See, your problem is the type of car that you drive. Rather than owning and driving a POS Tercel with 130,000 miles on it, you own a car that people would actually want to get their hands on. I could park my car in the middle of an abandoned parking lot with a giant neon arrow pointing to it and the keys in the ignition with the windows down and the doors open and still no one would steal it.

a.g.:
“Will M.Snay ever get laid?”

Of course he will. He’s friendly, jovial, caring, funny, giving, and nice almost to a fault. He just needs to find that right type of woman with gams from here to heaven and the right amount of perkiness, if you get my drift. It would also help if she liked Legos, Harry Potter, Battlestar Galactica, Star Trek, Star Wars, zombies, and Highlander. Speaking of, if you’re (yes you, out there on the internet) that type of lady, I’m sure Snay wouldn’t mind you reading his blog.

Alan:
“Friday Bonus Questions:

1. What secret would you never tell your blushing bride? You should probably ROT13 encode your answer since she reads your buh-log.

2. Are you smarter than a 5th Grader?

3. Given the following question:

“Assume Moe paid an arithemtic average of $250 for four
ladies of the evening. One of the women cost more than
all of the others. How much did he pay for the most expensive
woman?”

Is statement 1 alone, statement 2 alone or both statement 1
and 2 necessary to answer the question?

Statement 1: Moe paid the most expensive hooker $100 more
than the least expensive hooker.

Statement 2: Moe paid an arithmetic average of $900 for three
of the ladies.

Please justify your answer in a well thought out argument
containing no vulgar slang for coitus.

4. As Lori suggests, can a question have more than one answer?

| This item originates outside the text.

PR #293, opened 2026-08-06
Close SSH sessions left open by temporary subset Pssh handles

atnair-amd:
## Summary

`BaremetalOrchestrator.exec`, `BaremetalOrchestrator.setup_env` and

Can it have more than one _simple_ answer?

5. Who or what the fuck is the Green Marinèe?

6. If you and your blushing bride ever create offspring and the personality of said offspring takes more after your blushing bride, how will you explain this blog to them when they eventually find it on “Googles Buh-logs of Antiquity (Beta)”?

7. Why is it that when I’m really late for an appointment at work or to pick up my mal-adjusted offspring from Day-Torture, the drivers that annoy me by either blocking lanes while driving slower than traffic in their lane, or doing idiotic maneuvers while yapping on cell phones always seem to be driving one of three cars. It’s either an old-ass Jetta, a BMW Z4 (Yuppie putz) or a Celica (pain in the ass stoner). What’s up with that?

And the 25 point bonus question:

Discounting Making Whoopie and any chemically (including ETOH) altered states, when was the last time your were enthusiasticaly, eurphorically happy and what were you doing?”

Jiminy fucking Cricket, dude. What the fuck is wrong with you? We’re looking at what, 15 questions now? Seriously. Seriously. What the fuck?

1) I have no secrets from my wife. I mean, I don’t tell her every little damn stupid thing that happens to me throughout the day, but I don’t really hold anything back either. Though I’m pretty sure she doesn’t know about the meth lab.

2) Yes. I’m also smarter than most people with a bachelor’s degree, and many CEOs.

3) Who the fuck cares? He still paid a grand to fuck 4 chicks, but it doesn’t even matter how much it cost because the chlamydia will be the same in the morning.

4) Yes, all questions have more than one answer. All but one might be wrong, but they’re still answers and they can be as simple as “yes” or “no”.

5) I believe it’s the design template upon which my blog layout has been created.

6) “I was young and I needed the no money.”

7) People are fucking stupid. There’s a simple answer.

Bonus) Wow. 18 or whatever questions from you and we FINALLY get to a great one. The last time I was enthusiatically, euphorically happy was when I was watching my favorite scene from the Simpsons and cooking dinner with my wife, all the windows open in the house as the first warm air of spring blew through the living room.

Malnurtured Snay:
“Congrats on making bucket-loads of new money! Does this mean your old job is open? Because, um, I’m looking for something.”

Sorry dude. New title, more work, same job. If it counts for anything though I tried to get you some booty up there ^.

Gwenhwyfar:
“How can I make the crick in my neck go away?”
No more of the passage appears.